名前

look - 指定文字列で始まる行を表示する

書式

look [options] string [file]

説明

look ユーティリティーは、 string という文字列をプリフィックスとして含む file の行を表示する。 look は二分探索を行うため、 file 内の行は、 ソートを行っておく必要がある (その際には look を呼び出す際と同じ -d または -fsort(1) に与えておく必要がある)。

file が指定されなかった場合は、 /usr/share/dict/words ファイルが用いられる。 ただしそのときには、 アルファベット文字のみが比較され、 さらに大文字小文字は無視される。

オプション

-a, --alternative

別の辞書ファイルを用いる。

-d, --alphanum

普通の辞書における文字セットと並び順を用いる。 つまり、 アルファベット文字と空白だけが、 文字比較の対象となる。 ファイルが指定されなかった場合のデフォルトは、 オンである。

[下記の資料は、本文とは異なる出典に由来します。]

PR #3909, opened 2020-07-09
3852 async tasks

hyi:
### Pull Request Checklist: 

- [ ] Automated Testing

- [ ] Passing Jenkins Build

### Positive Test Case


hyi:
@sblack-usu You can code review this PR when you get a chance. @Maurier I assigned you to code review the front end of this PR as well since I made some further changes for task notification including the new "delivered" task status. I have also updated https://new-playground.hydroshare.org/ test VM with latest code so you can test things out there while reviewing the PR if needed.

hs_core/task_utils.py
```diff
@@ -28,15 +37,196 @@ def _retrieve_task_id(res_id, job_dict):
     return None
 
 
+def _retrieve_user_tasks(username, job_dict, queue_type):
```
sblack-usu, line 40: Wondering if you should omit the queue_type and return all 3 types with one call so we walk all workers/tasks only once instead of 3 times.

sblack-usu: nvm, it's walking different job_dicts each time

hs_core/tasks.py
```diff
@@ -477,6 +474,63 @@ def create_bag_by_irods(resource_id):
         raise ObjectDoesNotExist('Resource {} does not exist.'.format(resource_id))
 
 
+@shared_task
+def delete_resource_task(resource_id, request_username=None):
```
sblack-usu, line 478: wow, you've been busy!  You've implemented more tasks than I realized.

hs_core/views/__init__.py
```diff
@@ -96,6 +99,43 @@ def verify(request, *args, **kwargs):
...
+    return JsonResponse({'tasks': task_list})
+
+
+@login_required
+def get_task(request, task_id):
+    task_dict = get_task_by_id(task_id)
+    return JsonResponse(task_dict)
+
+
+@login_required
```
sblack-usu, line 114: Shouldn't this method also check the logged in user against the user who created the task_id here and the methods below?

sblack-usu: A possible approach is to include the user on the TaskNotification model and include the user in the filter

hs_core/views/__init__.py
```diff
@@ -662,43 +702,17 @@ def delete_multiple_files(request, shortkey, *args, **kwargs):
...
-             resource_type=res_type,
-             collection=collection_res
-             )
-        o.resource_owners.add(*owners_list)
-
+    task = delete_resource_task.apply_async((shortkey, request.user.username))
+    task_id = task.task_id
+    task_dict = get_task_by_id(task_id, name='resource delete', payload=shortkey)
+    create_task_notification(task_id, name='resource delete', payload=shortkey)
     post_delete_resource.send(sender=type(res), request=request, user=user,
```
sblack-usu, line 711: Should this be in the task?  We shouldn't be sending the post_delete signal before the delete completes.

hs_core/views/__init__.py
hyi: If I understand your question correctly, you meant that we need to handle the case where the logged in user can see the tasks created by other users? Since the task notification app allows the user to abort a task, I don't think it is a good idea to allow the login user to see any tasks created by other users, but instead the login user can only see all tasks created by the login user. I do see an issue that is not handled already, specifically when multiple owners are deleting the same resource at about the same time, similarly to when multiple users are downloading the same resource bag. I think I should be able to add the logic similar to bag download here. Specifically, instead of creating a resource deletion task regardless, it needs to check whether there is already a task already running that tries to delete the same resource, and if yes, it just needs to wait for that task to complete rather than creating a new task. I can look into it and add this logic. Let me know if this is not what you meant in your comment above.

hs_core/views/__init__.py
hyi: Good catch. I need to fix this.

hs_core/views/__init__.py
sblack-usu: I'm just thinking about only allowing a user who created a task to do something like abort a task that the person created.  The way I read this method, as long as I'm logged in and have a task_id I can delete any task.  Instead I think it makes sense to authenticate the user aborting the task actually has permission to abort the specific task they're requesting.

The issue you highlight is an important one and probably can be implemented by lifting the logic used for downloading a bag and resuming the download while it's running in celery (which you probably already know).

hs_core/tasks.py
sblack-usu: We really need to figure out something for the file manipulation and an atomic transaction.  In my test instance, I kicked off a delete and then revoked the task.  All the db data is still intact but the resource files have been deleted.  I'll give this some thought.

Perhaps we should disable the abort task option for delete until we figure something out?

sblack-usu: There is https://docs.djangoproject.com/en/3.0/topics/db/transactions/#django.db.transaction.on_commit 

But it'd be nice to have a hook at the model level, I'm still looking around.

hs_core/views/__init__.py
hyi: fixed. Check out my latest commit. I cannot put this post_delete_resource.send into the resource delete task since the request object cannot be passed to the task due to serialization problem. So I find another way to do it.

hs_core/views/__init__.py
hyi: Check out my latest commit that should address your comment as well as adding the logic to check whether there is an existing task already for deleting the same resource.

hs_core/tasks.py
hyi: Agreed. I'll look around as well to see if I can figure this out also before we go with the work around to disable the abort task option.

hyi: @sblack-usu @alvacouch I took a look at this further, and believe files are deleted when ResourceFile metadata objects are deleted as part of cascade delete. I don't think on_commit would help with cascade delete on unless we make iRODS file delete to be soft delete, so we can restore files when delete action is aborted. I'd suggest to address this as a separate issue. To alleviate this situation, I'll remove abort task operation for delete action so that users cannot abort any delete tasks for now, which should prevent majority (if not all) of these partial delete issues we have run into.

sblack-usu: https://docs.djangoproject.com/en/1.11/topics/db/transactions/#django.db.transaction.on_commit
```
The function you pass in will be called immediately after a hypothetical database write made where on_commit() is called would be successfully committed.

If you call on_commit() while there isn’t an active transaction, the callback will be executed immediately.

If that hypothetical database write is instead rolled back (typically when an unhandled exception is raised in an atomic() block), your function will be discarded and never called.
```

Looks like we can figure something out, but I'm fine with just removing the abort task for now.

sblack-usu:
The delete task notification no longer shows up

theme/static/js/hs-vue/notifications-app.js
```diff
@@ -154,8 +153,8 @@ $(document).ready(function () {
                 }
             },
             canBeAborted: function (task) {
-                return task.status === 'In progress'
-                    || task.status === 'Pending execution'
+                return task.name != 'resource delete' && (task.status === 'In progress'
```
sblack-usu, line 156: I don't think we should be task names here.  Rather, I think it makes more sense to check whether a task can be aborted perhaps by whether they have the Aborted status or not.

hyi: @sblack-usu task name has been used to identify different tasks so far. The Aborted status is only set on task when the task is already aborted, so it cannot be used to check whether the task can be aborted or not. In this case, we don't want resource delete task to be aborted until we figure out the file and metadata atomic operation.

sblack-usu:
@hyi - i'm going to do another review of this today.  Are there any areas you would like me to focus on or you're looking for feedback with?  I think this is getting close.

hyi:
@sblack-usu No particular area from my side. Just take a look in any way you like and bring up any concerns you have for me to address. I plan to add resource copy action into the async framework this week as well, but don't let that delay your code review. You can always look at my new commits as needed if my commits come after your code review. Thanks

sblack-usu:
ok, I'm going to work on implementing unzip as an async task.  I started working on this Thursday, but was having some trouble.  I'll give it another shot today to help me understand how this is organized better.

theme/static/js/hs_resource_table.js
```diff
@@ -327,8 +340,13 @@ function delete_multiple_resources_ajax_submit(indexes) {
...
                 datastring: datastring,
                 dataType: "html",
-                success: function () {
-                    resourceTable.row(row).remove();  // Delete row from the table
+                success: function (task) {
+                    task = JSON.parse(task)
+                    notificationsApp.registerTask(task);
+                    notificationsApp.show();
+                    setTimeout(function() {
+                            check_delete_resource_task(task, row);
```
sblack-usu, line 348: I think the notificationsApp should just check each task in the list on it's own.  Code outside of the notificationsApp should really only need to call registerTask.

hyi: @sblack-usu That would inflate notificationsApp greatly as more and more tasks are being added. In addition, in this special case of the same resource deletion task being invoked from both single resource deletion and multiple resource deletion from different pages, notificationsApp would need to know how to handle them differently if all the logic is moved to the notificatoinsApp. I believe the way it is implemented currently is better in terms of the flexibility and extensibility with a good balance between having notificationsApp to handle common task management notification and leaving the details of different processing for each task outside the notificationsApp.

hs_core/task_utils.py
```diff
@@ -28,15 +39,224 @@ def _retrieve_task_id(res_id, job_dict):
...
+        try:
+            ret_value = result.get()
+            status = dict(TaskNotification.TASK_STATUS_CHOICES)['completed']
+            if not payload:
+                payload = ret_value
+            if name == "resource delete" and request:
+                res = get_resource_by_shortkey(ret_value)
+                res_title = res.metadata.title
+                res_type = res.resource_type
+                post_delete_resource.send(sender=type(res), request=request, user=request.user,
```
sblack-usu, line 189: I think we need to figure out how to call this from the task or find a different solution.  I don't like that this post delete signal relies on this method being called repeatedly in order to check the task and then send the signal.

sblack-usu: What if we tied into this signal
https://docs.celeryproject.org/en/latest/userguide/signals.html#task-success

And from there the post_delete_resource signal is sent.

hs_core/task_utils.py
```diff
@@ -28,15 +39,224 @@ def _retrieve_task_id(res_id, job_dict):
...
+                                          resource_shortkey=ret_value, resource=res,
+                                          resource_title=res_title, resource_type=res_type)
+            create_task_notification(task_id=task_id, status=status, name=name, payload=payload, username=username)
```
sblack-usu, line 192: same with this, I think we should hook into a task success signal and then create the notification there.

theme/static/js/hs_resource_table.js
sblack-usu: I don't think the notificationsApp should do anything on completion outside of a notification.  With the delete resource task, it doesn't make sense to force a redirect after the task completes.  I think we should just notify the user.  Because we're now running these tasks asynchronously, we need to rethink the workflows.

If we simply notified on task completion, we could generalize for all tasks too.

hyi: I believe that was what I was initially aimed at. I added a property in the notification app to notify the caller the task status. However, the caller in this case is an ajax call, and I don't know how the notification app can proactively notify the caller without the caller polling the notification app for task status. If the notification app raises a signal, how can we set up for the caller to listen to this signal? I am not proficient with JS enough to know how to achieve this at this point. It seems to me that some JS framework needs to be brought in for this. Since @cuahsimarko already brought in more JS framework libs for his discover work, my plan is to get this implemented first with reasonable extensibility and maintainability for now, then when @cuahsimarko starts to bring in more JS framework into the whole HS stack, this workflow could be improved further at that time. However, if you have ideas and know how to improve this further at this time, that would be great.

sblack-usu: This is already using vue, which was introduced by @cuahsimarko.  I think the vue notificationApp should just poll all known tasks on it's own.  That way we can register a task and then forget about it, letting the notificationApp handle things from there.

theme/static/js/hs-vue/notifications-app.js
```diff
@@ -0,0 +1,310 @@
...
+            },
+            clear: function () {
+                let vue = this;
+                vue.tasks = vue.tasks.filter(function(task) {
+                    if (vue.canBeDismissed(task))
+                        vue.dismissTask(task);
+                    return !vue.canBeDismissed(task);
+                });
+            },
+            scheduleCheck() {
```
sblack-usu, line 172: looks like the notification app already checks the task every 1 second

theme/static/js/hs_resource_table.js
hyi: Yes, that is what the vue notificationApp is currently doing. The problem is how to connect between the caller, e.g., multiple resource deletion ajax request from my resources page that registered the task, and the notification app when the task is done if we don't use timer in the caller to poll the notification app to know the task status. In other words, the caller can register the task to let notification app do the job, but after the task completes, how the notification app notifies the caller, in this case, an ajax call from my resources page, when the task completes? If the caller does not use the time to poll the task status from the notification app, the ajax call will complete immediately and there is no way for the notification app to get back to the original ajax call to do the UI updates as needed after the task completes.

theme/static/js/hs-vue/notifications-app.js
hyi: Yes, the caller does not really check the task, but asks for the notification app for the task status instead. So we are already doing task check only in one place in the notification app.

theme/static/js/hs_resource_table.js
sblack-usu: I don't think we should automatically do the UI updates anymore, maybe just notify it's complete with a suggestion to refresh or something... We don't even know the user will still be on the resource landing page.  A UI update doesn't make sense in that case.  And it would be a nuisance to the user if they're elsewhere in the system and get redirected back to the resource because an async task completes.

Maybe @cuahsimarko can chime in, there may be things that vue can do we are not aware of.  We really do need a frontend developer to think through some of these problems more thoroughly.  Unfortunately, Mauriel isn't available much anymore, so I think we'll need @cuahsimarko to join this review.

hs_core/task_utils.py
sblack-usu: hmm, I looked over your comments and the reason you can't call this in the task is serialization... I'm going to rethink this a bit.  We should either be able to serialize the request or create another method for hs_tracking to take the fields of a request it needs instead of the whole request object.  This workaround distorts the readability of our codebase.

sblack-usu: @alvacouch - Could you chime in here?  We would like to be able to send the post_delete_resource signal from a celery task but currently are unable to because the receiver (capture_resource_delete) requires a request objects to be provided as a kwarg.  A request object is not serializable and because of this, we can't pass a request object between celery tasks and django.

hyi: @sblack-usu @alvacouch Yes, I actually initially implemented this to send this signal from the task itself naturally for better code encapsulation and readability, but it did not work due to the serialization problem for the request object. So I ended up with the current implementation. Agreed it may be worth investigating further to see if there is a way for passing over an object to a celery task without the serialization issue.

sblack-usu:
@hyi, Here is a PR to bring unzipping to the async framework (merge with this branch).  I also updated the vue notificationApp to determine if a task may be aborted if the task provides messaging for aborted, instead of checking the task name.  https://github.com/hydroshare/hydroshare/pull/3939

The issues I'd like to resolve or at least further consider before approving this review is:
1. What should happen in the UI when a task completes?
2. Find a better way to signal when a task completes

hs_core/task_utils.py
hyi: @sblack-usu @alvacouch Found this: https://coderbook.com/@marcus/how-to-pass-complex-data-types-to-celery-tasks/. We are currently using the default JSON serializer which does not support serializing a complicated Request data object. I believe only pickle serializer supports it, but pickle has security risk and we disabled pickle serializer a while ago.

theme/static/js/hs_resource_table.js
hyi: That is an alternative way to handle it than the UI automatic update. It is true the user may be away in which case the task trigger ajax call for checking task completion will be bailed out anyway, and when user comes back after the task completes, the page will be refreshed with updated UI. I don't think they will be redirected back to the resource because an async task completes as currently implemented, but if you have tested it out and it did happen, then I agree the alternative way would work better for this specific case. However, there are problems even with the alternative approach. For example, when the user clicks on the refresh link/button after the task completes, what it will trigger or leads to? It sends another refresh request for the server to respond to? I don't think the alternative workflow would be more streamlined than the current implementation in terms of code implementation unless I misunderstood the workflow or missed something.

hs_core/task_utils.py
sblack-usu: Interesting.  It'd be nice if we could serialize the request object as is instead of making a bunch of accommodations.  I'll try to research this before the end of the week.

hydrocheck:
| METRIC | VALUE |
|:-----:|:-----:|
| NEW DUPLICATED LINES DENSITY | 0.330305532617671 |
| NEW CODE SMELLS | 7 |
| NEW VULNERABILITIES | 0 |
| NEW BUGS | 3 |
| NEW SECURITY HOTSPOTS | 0 |

[https://sonarqube.cuahsi-workstation.com:9000/dashboard?id=hydroshare-3909](https://sonarqube.cuahsi-workstation.com:9000/dashboard?id=hydroshare-3909)

hyi:
@sblack-usu I have updated code to handle UI updates after tasks complete as we discussed. You can rebase with my branch to test it locally. I have also updated new-playground.hydroshare.org so you can test it out there as well. I have to say I like the way it works now better and the code is cleaner as well, so thanks for getting us in this direction.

なお、 辞書における文字セットに空白が加えられたのは、 バージョン 2.28 からであり、 sort -d コマンドとの互換性のためである。

-f, --ignore-case

アルファベットの大文字小文字を無視する。 ファイルが指定されなかった場合のデフォルトは、 オンである。

-t, --terminate character

文字列の終端文字を指定する。 つまり、文字列の比較にあたっては、 string 内の最初に character が現れたところまでを、 その文字も含めて比較対象とする。

-h, --help

ヘルプを表示して終了する。

-V, --version

バージョンを表示して終了する。

look ユーティリティーは、 1 つまたは複数の行が見つかり表示されれば、 0 を返す。 行が見つからなければ 1 を返す。 エラー発生時は 1 以上を返す。

環境変数

WORDLIST

辞書ファイルへのパス。 FILES セグメントに定義される辞書パスよりも、 環境変数の方が優先される。

ファイル

/usr/share/dict/words

辞書。

/usr/share/dict/web2

別の辞書。

履歴

look コマンドが登場したのは、AT&T UNIX バージョン 7 である。

sort -d /etc/passwd -o /tmp/look.dict
look -t: root:foobar /tmp/look.dict

関連項目

grep(1), sort(1)

バグ報告

バグ報告は、 以下にある issue トラッカーを利用すること。 <https://github.com/util-linux/util-linux/issues>.

入手方法

look コマンドは util-linux パッケージの一部であり、 以下からダウンロードできる。 Linux Kernel Archive <https://www.kernel.org/pub/linux/utils/util-linux/>.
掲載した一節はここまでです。